TASK OBJECTIVE:
Here is a listing; restate all of it exactly.

DATASET EXCERPTS:
PR #4628, opened 2024-10-12
revset: add `coalesce(revsets...)`

bnjmnt4n:
# Checklist

If applicable:

### DIFF
--- a/CHANGELOG.md
+++ b/CHANGELOG.md
@@ -51,6 +51,9 @@ to [Semantic Versioning](https://semver.org/spec/v2.0.0.html).
   The output can be customized via the `templates.annotate_commit_summary`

RESPONSE BOX:
PR #4628, opened 2024-10-12
revset: add `coalesce(revsets...)`

bnjmnt4n:
# Checklist

If applicable:

### DIFF
--- a/CHANGELOG.md
+++ b/CHANGELOG.md
@@ -51,6 +51,9 @@ to [Semantic Versioning](https://semver.org/spec/v2.0.0.html).
   The output can be customized via the `templates.annotate_commit_summary`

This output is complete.